From the time I was able to think about such things, I have considered myself both quadricultural and ana-racial (my personal neologism for “without race.”) I am zero (raceless) and hoop (part of peoples from the world over). I think my parents might have been a little more comfortable with my homogeneous white world had I been a little less comfortable in it, but I felt that four peoples had found space in my blood; thus, people of all bloods belonged in every space in general. I was comfortable at school not because I didn’t know who I was but because I did. And I knew who I was because I came from a strong family.
When I was little, I didn’t recognize my relationships with my relatives as being racialized. I adored and was close friends with my black/white/Cherokee great-grandfather, Papa, but it was my African American great-grandmother, Mamo Seal, whom I idolized. I was able to bond with Papa. With his gold skin, straight hair, and pale blue eyes that other nonwhites had been trained to worship, Papa was my playmate. We drove tractors together, walked through the woods, and played with the cows on his farm. I recognized that his startling azure eyes made him unique, and I admired his uniqueness, but I didn’t value his irises over any others. In contrast, Mamo Seal inspired genuflection. To me, my African American great-grandmother was and remains an unparalleled beauty. Her most celebrated quality was her dark skin—hence her name. She was a feisty woman not entirely opposed to profanity. I usually sat across the room from her, not in her lap, and listened to her rather than chatting with her.

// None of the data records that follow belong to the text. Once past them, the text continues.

PR #331, opened 2019-12-19
Specify a version for annotation-api

iamdanfox:
## Before this PR

We're starting to move from javax -> jakarta as a consequence of taking a [jersey upgrade in c-j-r](https://github.com/palantir/conjure-java-runtime/pull/1372) (and transitively in WC).  Unfortunately, this means that the wc-bom has suddently stopped providing a version recommendation of `javax.annotation:javax.annotation-api = 1.3.2`.  This means people's WC upgrades are getting stuck with errors like the following.

```
Could not determine the dependencies of task ':rescue:compileJava'.
> Could not resolve all task dependencies for configuration ':rescue-internal-objects:compileClasspath'.
   > Could not find javax.validation:validation-api:.
     Required by:
         project :rescue-internal-objects
```

Note that this happens even with my gradle-jakarta-renames plugin applied, as the resolution comes later.

## After this PR
==COMMIT_MSG==
gradle-conjure no longer requires users to provide a version number for `javax.annotation:javax.annotation-api`, instead it will just set up a dependency on latest (1.3.2).  This can still be substituted later with the new jakarta version.
==COMMIT_MSG==

I considered switching to jakata straight away here (https://mvnrepository.com/artifact/jakarta.annotation/jakarta.annotation-api) but figured it's best to do minimal changes to unblock things first, as I really want to get baseline-class-uniqueness running everywhere before we do more of this.

## Possible downsides?
- I honestly can't remember why we didn't do this originally... it seems to just be net better?

### DIFF
--- a/changelog/@unreleased/pr-331.v2.yml
+++ b/changelog/@unreleased/pr-331.v2.yml
@@ -1,0 +1,7 @@
+type: fix
+fix:
+  description: gradle-conjure no longer requires users to provide a version number
+    for `javax.annotation:javax.annotation-api`, instead it will just set up a dependency
+    on latest (1.3.2).  This can still be substituted later with the new jakarta version.
+  links:
+  - https://github.com/palantir/gradle-conjure/pull/331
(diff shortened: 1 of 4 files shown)


ferozco:
In general I'm hesitant to have the plugin provide a version for the dependency since it makes it more confusing for users. I think the ideal way to handle this would be to use gradle capabilities to allow you to have both dependencies and pick one of them.

iamdanfox:
> Note that this happens even with my gradle-jakarta-renames plugin applied, as the resolution comes later.

My plugin already sets up capabilities but we don't seem to get to that stage.

I don't really understand how this is "more confusing for users" though?

ferozco:
Its just unclear where the version is coming from since its baked into the plugin code. As an alternative, We could excavate out an addition into the versions.props files of users as part of the upgrade and then have baseline clean it up later once we've moved over to jakarta

iamdanfox:
I'm not convinced that anyone will ever ping our help channel with that complaint though? We already bake real dependencies into plugin code, and people seem to manage with these...

ferozco:
ok, lets move forward 👍

PR #363, opened 2020-02-04
add conjure-java-local plugin

ferozco:
## Before this PR
We had some support for java local codegen, but it definitely wasn't supported in a first class way.

## After this PR
==COMMIT_MSG==
Add new `conjure-java-local` plugin which allows for first class Java local codegen
==COMMIT_MSG==

This plugin will generate bindings for each individual API in child project. Below an example of what the expected project structure would look like:
directories:
```
└── remote-api/
    ├── bar-api/
    ├── build.gradle
    └── foo-api/
```

build.gradle
```gradle
apply plugin: 'conjure-java-local'

conjure {
  java {
    addFlag 'objects'
    addFlag 'jersey'
    addFlag 'strictObjects'
  }
}

dependencies {
   conjure 'com.palantir.foo:foo-api:1.0.0'
   conjure 'com.palantir.bar:bar-api:2.0.0'
}
```

## Possible downsides?
The plugin is incredibly unopinionated, only requiring that a package prefix is provided (defaulting to the current project group), so users are able to locally codegen anything that they would like.

### DIFF
--- a/gradle-conjure/src/main/java/com/palantir/gradle/conjure/ConjureJavaLocalCodegenPlugin.java
+++ b/gradle-conjure/src/main/java/com/palantir/gradle/conjure/ConjureJavaLocalCodegenPlugin.java
@@ -37,7 +37,7 @@ import org.gradle.api.tasks.TaskProvider;
 public final class ConjureJavaLocalCodegenPlugin implements Plugin<Project> {
     private static final String CONJURE_CONFIGURATION = "conjure";
     private static final Pattern DEFINITION_NAME =
-            Pattern.compile("(.*)-([0-9]+\\.[0-9]+\\.[0-9]+(?:-rc[0-9]+)?(?:-[0-9]+-g[a-f0-9]+)?)(.conjure)?.json");
+            Pattern.compile("(.*)-([0-9]+\\.[0-9]+\\.[0-9]+(?:-rc[0-9]+)?(?:-[0-9]+-g[a-f0-9]+)?)(\\.conjure)?\\.json");
 
     static final String CONJURE_JAVA = "conjureJava";
     static final String CONJURE_JAVA_BINARY = "com.palantir.conjure.java:conjure-java";
@@ -49,7 +49,7 @@ public final class ConjureJavaLocalCodegenPlugin implements Plugin<Project> {
         ConjureExtension extension =
                 project.getExtensions().create(ConjureExtension.EXTENSION_NAME, ConjureExtension.class);
 
-        Configuration conjureIrConfiguration = project.getConfigurations().maybeCreate(CONJURE_CONFIGURATION);
+        Configuration conjureIrConfiguration = project.getConfigurations().create(CONJURE_CONFIGURATION);
         TaskProvider<Copy> extractConjureIr = project.getTasks().register("extractConjureIr", Copy.class, task -> {
             task.rename(DEFINITION_NAME, "$1.conjure.json");
             task.from(conjureIrConfiguration);
--- a/gradle-conjure/src/main/java/com/palantir/gradle/conjure/ConjureJavaLocalCodegenPlugin.java
+++ b/gradle-conjure/src/main/java/com/palantir/gradle/conjure/ConjureJavaLocalCodegenPlugin.java
@@ -75,7 +75,7 @@ public final class ConjureJavaLocalCodegenPlugin implements Plugin<Project> {
         // Validating that each subproject has a corresponding definition and vice versa.
         // We do this in afterEvaluate to ensure the configuration is populated.
         project.afterEvaluate(p -> {
-            Set<String> apis = conjureIrConfiguration.getAllDependencies().stream()
+            Set<String> apis = conjureIrConfiguration.getIncoming().getDependencies().stream()
                     .map(Dependency::getName)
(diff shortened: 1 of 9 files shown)


gradle-conjure/src/main/java/com/palantir/gradle/conjure/ConjureJavaLocalCodegenPlugin.java
```diff
@@ -0,0 +1,128 @@
...
+import org.gradle.api.artifacts.Dependency;
+import org.gradle.api.plugins.BasePlugin;
+import org.gradle.api.plugins.JavaLibraryPlugin;
+import org.gradle.api.tasks.Copy;
+import org.gradle.api.tasks.TaskProvider;
+
+public final class ConjureJavaLocalCodegenPlugin implements Plugin<Project> {
+    private static final String CONJURE_CONFIGURATION = "conjure";
+    private static final Pattern DEFINITION_NAME =
+            Pattern.compile("(.*)-([0-9]+\\.[0-9]+\\.[0-9]+(?:-rc[0-9]+)?(?:-[0-9]+-g[a-f0-9]+)?)(.conjure)?.json");
```
dansanduleac: might wanna `\\.conjure` and `\\.json`

ferozco: 🤦‍♂ good catch

gradle-conjure/src/main/java/com/palantir/gradle/conjure/ConjureJavaLocalCodegenPlugin.java
```diff
@@ -0,0 +1,128 @@
...
+    static final String CONJURE_JAVA_BINARY = "com.palantir.conjure.java:conjure-java";
+
+    @Override
+    public void apply(Project project) {
+        project.getPlugins().apply(BasePlugin.class);
+
+        ConjureExtension extension =
+                project.getExtensions().create(ConjureExtension.EXTENSION_NAME, ConjureExtension.class);
+
+        Configuration conjureIrConfiguration = project.getConfigurations().maybeCreate(CONJURE_CONFIGURATION);
```
dansanduleac: I prefer failing here if it already exists, there's no good reason why the user would roll their own and only undefined behaviour can come out of that if it were allowed

gradle-conjure/src/main/java/com/palantir/gradle/conjure/ConjureJavaLocalCodegenPlugin.java
dansanduleac: yeah just cos some people might unconsciously write -conjure or whatever :D

gradle-conjure/src/main/java/com/palantir/gradle/conjure/ConjureJavaLocalCodegenPlugin.java
```diff
@@ -0,0 +1,128 @@
...
+                project.getExtensions().create(ConjureExtension.EXTENSION_NAME, ConjureExtension.class);
+
+        Configuration conjureIrConfiguration = project.getConfigurations().create(CONJURE_CONFIGURATION);
+        TaskProvider<Copy> extractConjureIr = project.getTasks().register("extractConjureIr", Copy.class, task -> {
+            task.rename(DEFINITION_NAME, "$1.conjure.json");
+            task.from(conjureIrConfiguration);
+            task.into(project.getLayout().getBuildDirectory().dir("conjure-ir"));
+        });
+
+        Configuration conjureJavaConfig = project.getConfigurations().maybeCreate(CONJURE_JAVA);
```
dansanduleac: create here too

dansanduleac:
```suggestion
        Configuration conjureJavaConfig = project.getConfigurations().create(CONJURE_JAVA);
```

gradle-conjure/src/main/java/com/palantir/gradle/conjure/ConjureJavaLocalCodegenPlugin.java
```diff
@@ -0,0 +1,128 @@
...
+            Project project,
+            ConjureExtension extension,
+            ExtractExecutableTask extractJavaTask,
+            TaskProvider<Copy> extractConjureIr,
+            Configuration conjureIrConfiguration) {
+
+        // Validating that each subproject has a corresponding definition and vice versa.
+        // We do this in afterEvaluate to ensure the configuration is populated.
+        project.afterEvaluate(p -> {
+            Set<String> apis = conjureIrConfiguration.getAllDependencies().stream()
```
dansanduleac: `getIncoming().getDependencies()` as it ensures that dependency actions are run too (e.g. default dependencies, and actions registered via `withDependencies`)

dansanduleac:
```suggestion
            Set<String> apis = conjureIrConfiguration.getIncoming().getDependencies().stream()
```

iamdanfox (approved):

PR #371, opened 2020-02-12
Fix: Use jakarta-api instead javax-api

robert3005:
## Before this PR
We had been using old javax.ws.rs:javax.ws.rs-api which can lead to build failures via checkUnusedDependencies from gradle-baseline

## After this PR
==COMMIT_MSG==
Stop using legacy javax.ws.rs:javax.ws.rs-api when compiling jersey projects
==COMMIT_MSG==

## Possible downsides?
N/A, this api should be backwards compatible


ferozco:
👍

PR #372, opened 2020-02-12
Remove appveyor

ferozco:
We weren't blocking PRs on it so it was just introducing noise


iamdanfox (approved):
Also CIrcleCI can do windows CI now, so if we re-enable this we can do it all within Circle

One of my fondest memories is of helping her to dress. I remember guiding a bright scarlet dress over her head, ringing her neck with crayon-bright glass beads, pulling stockings over her ebony calves, wondering if the baby-soft texture of her skin was somehow connected to its pure blackness. The world tried to teach me to see beauty as Papa, but Papa saw beauty as Mamo Seal, and so did I. When I was young, Mamo Seal (and Papa, too) were simply beautiful. As I grew older, their beauty was politicized. And in a world where Queen Elizabeth was on the curriculum but not Yaa Asantewaa, where girls dreamed of being Britney Spears but not India Arie, seeing Mamo Seal revered and having her to revere was one of many affirming examples set by my family.
For that reason, my constant proximity to whiteness didn’t cause me to romanticize, normalize, or idealize it. It did cause me to expiate it, however. I was always around white people and white people were always nice to me. It didn’t occur to me that maybe I was palatable to white people because I was a pigtailed, upper-middle-class little kid. I considered myself an empiricist, mainly because I was reluctant to condemn unjustly, and my experience had taught me that racism among whites was rare. If white people didn’t discriminate against me as an individual, then they must not discriminate against nonwhites as a group.
I understand that there’s a trope in horror movies where the protagonist will see someone she knows and begin happily interacting with him or her, only to discover that her acquaintance’s body has been taken over by aliens or monsters. The protagonist feels shock, revulsion, panic, and horror. She doesn’t know those she thought she did. She realizes the world isn’t what she thought it was and discovers that her perspective was flawed—and that scares her. It scared me. But I didn’t feel fear when a classmate told me they were moving to a public school that “was a good one without lots of minorities,” or when a girl I knew described being afraid because “a big black guy” asked her to dance at a party, I felt horror. The mask had been ripped off to reveal the ugliness underneath.
Something I also understand about horror movies is that their viewers often warn protagonists not to walk into dangerous environments. “Don’t go up those stairs!” they cry. “Don’t open that door!” “Are you crazy? Don’t go in there!” But what do you do when your whole world is “in there”?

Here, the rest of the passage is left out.